We have a string $S$ of length $N$ consisting of A, T, C, and G.

Strings $T_1$ and $T_2$ of the same length are said to be complementary when, for every $i$ ($1 \leq i \leq l$), the $i$-th character of $T_1$ and the $i$-th character of $T_2$ are complementary. Here, A and T are complementary to each other, and so are C and G.

Find the number of non-empty contiguous substrings $T$ of $S$ that satisfies the following condition:

• There exists a string that is a permutation of $T$ and is complementary to $T$.
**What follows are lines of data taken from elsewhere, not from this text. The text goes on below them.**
PR #466, opened 2022-05-03
feat(LuaJIT) change the LuaJIT version format to something like `LuaJIT v2.1-20220411`

ADD-SP:
This is one solution to fix `FT-2807`. Another solution is https://github.com/Kong/kong-build-tools/pull/462 .


chronolaw (approved):
LGTM.

PR #468, opened 2022-05-18
FTI-3275 partially revert d66b848a b50c155b

outsinre:
We revert the `kong:kong` to `kong:root` change  at https://github.com/Kong/kong-build-tools/pull/457 and https://github.com/Kong/kong-build-tools/pull/463 to keep consistent with https://github.com/Kong/kong-distributions/pull/783.

The suggested files permission should be left alone as `root:root`. We should do in separate PRs to do this.


outsinre:
duplicate.

PR #471, opened 2022-05-23
fix(hybrid): fix the path to the wrpc file

hutchic:
tested as follows:
```
make package-kong
dpkg -c output/kong-2.8.0.20.04.amd64.deb | grep wrpc.proto
-rw-r----- 0/0            6271 2022-05-23 13:21 ./usr/local/kong/lib/include/wrpc/wrpc.proto
```

a backwards compatible tests would be a quick smoke of running hybrid Kong that I don't have the bandwidth to take on but it's on the todo list

### DIFF
--- a/build-kong.sh
+++ b/build-kong.sh
@@ -24,8 +24,7 @@ export PATH=$PATH:/usr/local/openresty/luajit/bin
 /usr/local/openresty/bin/openresty -v
 
 pushd /kong
-  cp -r kong/include/kong /tmp/build/usr/local/kong/lib/ || true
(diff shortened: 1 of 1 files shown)


bungle (approved):

zhongchen:
https://github.com/Kong/kong-ee/blob/d6d7b32cab7dda0819e18f1635febf1c43f80638/kong/tools/wrpc.lua#L124 is the file paths where wrpc search for `proto` definitions. I actually don't understand how your changes fix the issue.

Issue #421, opened 2017-01-21
Add map to Show page when geospatial metadata is available


ggeisler:
Below are some very rough ideas for this feature. I think we'll need to iterate on this design a bit because I have a few questions and it'll be good to get input and ideas from others, especially @mejackreed and @drh-stanford on possibilities and practicalities for the map-specific aspects. 

If I understand correctly, there are two main types of geospatial metadata we can expect to find in item records: bounding box (metadata is either degrees and minutes or box coordinates) or point (metadata is either lat/long or a geo name). In either case, the mockups below assume that, given an item with geospatial metadata, we generate a map for the appropriate type of data and put it at the top of the right column (at desktop viewport size) on the item show page, above the item metadata.

Details about the map area:
* In the mockup I tried to balance having the map large enough to read, but not dominate the right column. This is trickier than I expected. It seems like making the map small enough to fit here can also result in text on the map being difficult to read. I used a 2:1 aspect ratio for the map size, to use most of all of the column width while minimizing height.

* It feels like we need some sort of caption below the map, otherwise users might not know what the map is doing there. I'm not sure that ```Location of item's geospatial metadata``` is the best wording, though?

* Because the map is fairly small, users might want to view it larger to really understand the context of the location. I added links for that purpose (I'm not sure we want to link the map itself, because that could make it too easy to inadvertently click it and be take away from the page). Does this make sense, and if so, what are the source(s) most reasonable to link to?

### Desktop layout

I think we can use the same styling for viewports 992px and up. The version shown below is 1200px but the map still fits fine from 992 to 1199px.

![layout-desktop](https://cloud.githubusercontent.com/assets/101482/22170106/4eb78138-df37-11e6-990e-d8974704c87c.png)

### Mobile layout

Below 992px, I just did some very minor CSS adjustments to have the map take the full width, to match what we're doing with the embed and metadata. The map is much bigger here, but I think that's okay? It fits with the existing content where each section takes full width of the viewport, and I'm not sure we gain anything by reducing its size (I don't see how we would use the extra horizontal space), other than making it feel less dominant.

![layout-mobile](https://cloud.githubusercontent.com/assets/101482/22170281/26eb09c0-df39-11e6-8490-8c50b7614629.png)

### Point version

The mockups above use the bounding box version of the map. Here's how a point version looks:

![point-version](https://cloud.githubusercontent.com/assets/101482/22170143/badd14e0-df37-11e6-9492-1213a826544a.png)

### Configuration

[...]

PR #429, opened 2017-02-02
Add leaflet map to the show page

cbeer:
screen shot 2017-02-07 at 4 57 50 pm

screen shot 2017-02-02 at 8 52 33 am

Fixes https://github.com/sul-dlss/exhibits/issues/421


cbeer:
That's fine with me. We can let github do it.

PR #430, opened 2017-02-02
Route and mount for okcomputer checks at /status

tallenaz:


config/routes.rb
```diff
@@ -1,7 +1,8 @@
 Exhibits::Application.routes.draw do
   # API compatible with is_it_working checks
   match "/is_it_working" => "ok_computer/ok_computer#index", via: [:get, :options]
-  mount OkComputer::Engine, at: "/is_it_working"
+  match "/status" => "ok_computer/ok_computer#index", via: [:get, :options]
```
cbeer: Do we need to explicitly do this here, or are we back on the happy path:

https://github.com/sportngin/okcomputer#changing-the-okcomputer-route

Issue #448, opened 2017-03-13
Implement Bibliography Service


jkeck:
See #441 for design

- [x] Add basic form, controller, model, ~and background job~
- [x] Add a Sync From Zotero service
- [x] Add background job to trigger sync
- [x] Inject the `Bibliography` section into the record view
- [x] Add `Services` link to admin menu
- [ ] Hook up sync

PR #452, opened 2017-03-14
[WIP] initial version of Zotero bibliography service

drh-stanford:
This PR is connected to #448. It implements a `BibliographyService` API that only has a Zotero backend. Take a look at the specs for usage -- the main entry point is `bibliography` and `inverted_index` (to iterate through the druids that have bibliographies).

NOTE: Marked WIP as:
1. I dumped all of the code into the `zotero_api.rb` file and we may want to reorganize this into `Bibliography` and `BibliographyItem`, etc.
1. It's not using fixture data yet -- it's pulling data from the Zotero API live from my little test library online

### DIFF
--- a/.rubocop_todo.yml
+++ b/.rubocop_todo.yml
@@ -23,7 +23,7 @@ Metrics/BlockLength:
 # Offense count: 1
 # Configuration parameters: CountComments.
 Metrics/MethodLength:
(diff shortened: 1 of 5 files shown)


mejackreed:
Looks good as a starting point, merging into feature branch for further work.

PR #454, opened 2017-03-19
Add service to hookup Zotero API and API Configuration classes for sync

jkeck:


app/models/concerns/exhibit_extension.rb
```diff
@@ -7,4 +7,16 @@ module ExhibitExtension
   included do
     has_one :bibliography_service
   end
+
+  def sync_bibliography
+    SyncBibliographyServiceJob.perform_later(self)
+  end
+
+  def build_bibliography_service
```
jkeck: Just out of curiousity, were you able to determine if the `build_bibliography_service` was already generated for us by `ActiveRecord`? http://guides.rubyonrails.org/association_basics.html#methods-added-by-has-one

spec/models/zotero_api/client_spec.rb
```diff
@@ -0,0 +1,51 @@
+require 'rails_helper'
+
+describe ZoteroApi::Client do
+  include ResponseFixtures
+  # TODO: replace with fixtures, currently drh's public library
```
mejackreed: Yes it is

jkeck: So you're saying if I replace that ID w/ `abc` then the tests will fail?

mejackreed: Sorry no, you are right here. 🐶

.rubocop_todo.yml
```diff
@@ -1,57 +1,74 @@
...
 RSpec/ExampleLength:
   Exclude:
     - 'spec/features/bibliography_service_feature_spec.rb'
     - 'spec/models/spotlight/dor/indexer_spec.rb'
 
-# Offense count: 28
+# Offense count: 2
+# Configuration parameters: EnforcedStyle, SupportedStyles.
+# SupportedStyles: have_received, receive
+RSpec/MessageSpies:
```
cbeer: Is it possible to address some of these newly introduced violations?

app/assets/stylesheets/modules/bibliography.scss
```diff
@@ -0,0 +1,5 @@
+.show-document {
+  h3 {
+    color: $color-cardinal-red;
```
cbeer: Is this really `$color-cardinal-red`, or might it be `$brand-primary`?

app/controllers/catalog_controller.rb
```diff
@@ -61,6 +61,8 @@ class CatalogController < ApplicationController
     config.show.partials.insert(1, :osd_or_embed)
     config.show.tile_source_field = :content_metadata_image_iiif_info_ssm
 
+    config.show.partials.insert(3, :bibliography)
```
cbeer: (I don't remember what the partials list is, but...) is this being inserted in the middle of the list, or just appended to the end (perhaps suggesting we could do something like `config.show.partials << :bibliography`?

app/controllers/services_controller.rb
```diff
@@ -14,6 +14,7 @@ def edit
 
   def update
     if @bibliography_service.update(update_params)
+      @exhibit.sync_bibliography if @bibliography_service.api_settings_changed?
```
cbeer: Could this logic be pushed down to the model (as an `before/after_update`?)

app/models/zotero_api/bibliography.rb
```diff
@@ -0,0 +1,21 @@
...
+  # A complete Zotero bibliography
+  class Bibliography < Array
+    # @return [Bibliography] all items sorted by Author-Date
+    def sort_by_author_date
+      self.class.new(sort_by(&:to_author_date))
+    end
+
+    # @param [String] `key` the bibliography item's `key` value
+    # @return [BibliographyItem] the matching item, or `nil`
+    def find(key)
```
cbeer: Doesn't this mask `Enumerable#find`? (and, the `each` below it looks suspiciously like it should use that..)

app/models/zotero_api/bibliography.rb
```diff
@@ -0,0 +1,21 @@
...
+      each { |item| return item if item['key'] == key }
+      nil
+    end
+
+    # @return [String] HTML for the entire bibliography, sorted by Author-Date
+    def render
+      "<ul>#{sort_by_author_date.collect(&:to_html).join}</ul>"
```
cbeer: Producing HTML through concatenation in a model isn't awesome. I think there's some rails magic (using stuff in `ActiveModel::Model`, maybe?) we could use to push this into a partial. If that sounds appealing, I can try to remember the method name (we use it in `Blacklight::Document`, I know...)

app/models/zotero_api/bibliography_item.rb
```diff
@@ -0,0 +1,52 @@
...
+    #
+    def to_html
+      "<li>#{fetch('bib')}</li>"
+    end
+
+    # @return [Array<String>] the list of druids associated with this bibliography item
+    def druids
+      druids = []
+      tags.each do |t|
+        druid = t.match(/([a-z]{2}[0-9]{3}[a-z]{2}[0-9]{4})/) # parse out druid from tag
```
cbeer: Can we pull this druid regex up to some configuration? There's some discussion about whether this pattern will change with SDR3 and it'll be easier to change if it isn't coded here.

app/models/zotero_api/bibliography.rb
mejackreed: @cbeer agree here that this isn't optimal. This is getting indexed into a solr document (and not displayed directly through the view).

Would you suggestion calling render partial methods in an indexing service then here?

app/models/zotero_api/bibliography.rb
mejackreed: Yeah this was due to pulling in previous changes. I'm not sure we even need it, going to nix it.

mejackreed: @jkeck ?? what do you think?

app/models/zotero_api/bibliography_item.rb
mejackreed: 06c89b9 feels a bit suboptimal, since we can't really put a regex in yaml

app/models/zotero_api/bibliography.rb
mejackreed: see 	cf9d0a9

app/controllers/services_controller.rb
jkeck: It seems like something with such dramatic side-effects like this in an ActiveRecord callback could be problematic.

This would make it impossible to update the model without syncing the service though, right? (without explicitly preventing callbacks, that is)

mejackreed: Yeah I came to a similar conclusion and felt like it would need to jump through some hoops. Maybe another model? But ... /shrug

app/models/zotero_api/bibliography.rb
cbeer: Nah, there's some way you get to say something like "when you call `render @bibliography`, go render this partial". I'll dig it up.

app/controllers/services_controller.rb
cbeer: ok. what about something stupid like `update_and_sync_bibliography`?

app/models/zotero_api/bibliography.rb
cbeer: https://robots.thoughtbot.com/rendering-collections-in-rails

app/controllers/services_controller.rb
jkeck: I would be 👌 with `update_and_sync_bibliography`.  I'll make the change unless @mejackreed beats me to it.

app/controllers/services_controller.rb
```diff
@@ -22,20 +23,22 @@ def update
...
+
   private
 
   def build_resource
-    @bibliography_service = if @exhibit.bibliography_service
-                              @exhibit.bibliography_service
-                            else
-                              ::BibliographyService.new(exhibit_id: @exhibit.id)
-                            end
+    @bibliography_service = BibliographyService.find_or_initialize_by(exhibit_id: @exhibit.id)
```
jkeck: What would you think about changing this to:

```
@bibliography_service = @exhibit.bibliography_service || @exhibit.build_bibliography_service
```

That way, the controller doesn't have to know that a `BibliographyService` class exists.

app/models/zotero_api/bibliography.rb
mejackreed: Ok. cool. I think I'm on the right path, and this seems much better with Rails 5 
https://medium.com/evil-martians/new-feature-in-rails-5-render-views-outside-of-actions-2fc1181e86a8#.omceel1px

mejackreed:
Had some issues getting this to work on stage this AM.. will try and troubleshoot when I can. cc @jkeck 

```log
2017-04-03T13:42:28.409Z 59330 TID-ngjio WARN: NoMethodError: undefined method `[]' for nil:NilClass
2017-04-03T13:42:28.409Z 59330 TID-ngjio WARN: /opt/app/exhibits/exhibits/releases/20170403122719/app/models/zotero_api/bibliography_item.rb:13:in `author'
/opt/app/exhibits/exhibits/releases/20170403122719/app/models/zotero_api/bibliography_item.rb:7:in `to_author_date'
/opt/app/exhibits/exhibits/releases/20170403122719/app/models/zotero_api/bibliography.rb:6:in `each'
/opt/app/exhibits/exhibits/releases/20170403122719/app/models/zotero_api/bibliography.rb:6:in `sort_by'
/opt/app/exhibits/exhibits/releases/20170403122719/app/models/zotero_api/bibliography.rb:6:in `sort_by_author_date'
```

mejackreed:
New issues that have come up when running on stage:

 - [ ] data column on sidecar is too small. https://app.honeybadger.io/projects/49092/faults/33193090
 - [ ] connection pooling performance for mysql https://app.honeybadger.io/projects/49092/faults/32421624
 - [ ] look into issue where field for solr is too big https://app.honeybadger.io/projects/49092/faults/33193484

app/models/zotero_api/bibliography_item_creator.rb
```diff
@@ -0,0 +1,29 @@
...
+
+    def first_name
+      metadata.fetch('firstName', nil)
+    end
+
+    def last_name
+      metadata.fetch('lastName', nil)
+    end
+
+    def formatted_author
```
drh-stanford: maybe use `to_s` instead?

config/settings.yml
```diff
@@ -8,3 +8,6 @@ stacks:
 
 purl:
   iiif_manifest_url: 'https://purl.stanford.edu/%{druid}/iiif/manifest.json'
+zotero_api:
+  endpoint: 'https://api.zotero.org/%{type}s/%{id}'
+  solr_document_field: zotero_bibliography_ssi
```
drh-stanford: may need to be a text field as per Honeybadger exception...

mejackreed: Yep, I'm not sure if there are any spotlight considerations with it being a text field? cc @jkeck ?

jkeck: Not that I'm aware of.  Text should be 👌

drh-stanford:
@mejackreed should we wait to merge this until the mysqld performance problems are fixed and the data column size is increased? or shall we go ahead with this merge and create tickets for those issues?

mejackreed:
@drh-stanford I think we are really close here. The migration was run successfully already on stage and the last sync job successfully completed but the sul-solr schema modifications have not seemed to percolate through. Is there something additional we need to do to get that going?

I think that is the final piece needed in place to 🚢

drh-stanford:
Yeah I thought that merging into `master` for sul solr configs sent those changes automagically to the solr cloud. But it sounds like we need to manually deploy those changes to the solr cloud -- I don't know how to do that.

PR #458, opened 2017-03-30
Remove medium index field from configuration…

### LINKED ISSUE #455: Index field 'medium' does not exist
https://github.com/sul-dlss/exhibits/blob/master/app/controllers/catalog_controller.rb#L146 should probably be `medium_display`?

jkeck:
…(we do have that field in our index).
Closes #455 

Looking over https://github.com/sul-dlss/sul-solr-configs/tree/master/exhibits it doesn't appear that we populate a `medium_display` (and we don't have `*_display` dynamic fields) and there is no other `medium_*` dynamic field referenced anywhere that I could find.

If we populate it in the indexing code, please feel free to chime in and I'm happy to update this PR to use that field instead.

### DIFF
--- a/app/controllers/catalog_controller.rb
+++ b/app/controllers/catalog_controller.rb
@@ -143,7 +143,6 @@ class CatalogController < ApplicationController
     config.add_index_field 'collector_ssim', label: 'Collector'
     config.add_index_field 'author_corp_display', label: 'Corporate Author'
     config.add_index_field 'author_meeting_display', label: 'Meeting Author'
-    config.add_index_field 'medium', label: 'Medium'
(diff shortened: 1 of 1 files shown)


cbeer:
Oh, very interesting. Does the same hold true upstream in https://github.com/sul-dlss/SearchWorks/blob/master/app/controllers/catalog_controller.rb#L161?

jkeck:
I believe that is true. The SearchWorks show views make little use of fields from the index these days.  I took a quick look over the SearchWorks schema and I'm not seeing any explicit `medium_display` or  dynamic `*_display` fields there either.

cbeer:
👍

Here, we distinguish strings that originate from different positions in $S$, even if the contents are the same.

### Constraints

• $1 \leq N \leq 5000$
• $S$ consists of A, T, C, and G.

### Input

Input is given from Standard Input in the following format:

$N$ $S$


### Output

Print the number of non-empty contiguous substrings $T$ of $S$ that satisfies the condition.

### Sample Input 1

4 AGCT


### Sample Output 1

2


The following two substrings satisfy the condition:

• GC (the $2$-nd through $3$-rd characters) is complementary to CG, which is a permutation of GC.
• AGCT (the $1$-st through $4$-th characters) is complementary to TCGA, which is a permutation of AGCT.

### Sample Input 2

4 ATAT


### Sample Output 2

4


The following four substrings satisfy the condition:

• AT (the $1$-st through $2$-nd characters) is complementary to TA, which is a permutation of AT.
• TA (the $2$-st through $3$-rd characters) is complementary to AT, which is a permutation of TA.
• AT (the $3$-rd through $4$-th characters) is complementary to TA, which is a permutation of AT.
• ATAT (the $1$-st through $4$-th characters) is complementary to TATA, which is a permutation of ATAT.

### Sample Input 3

10 AAATACCGCG


### Sample Output 3

6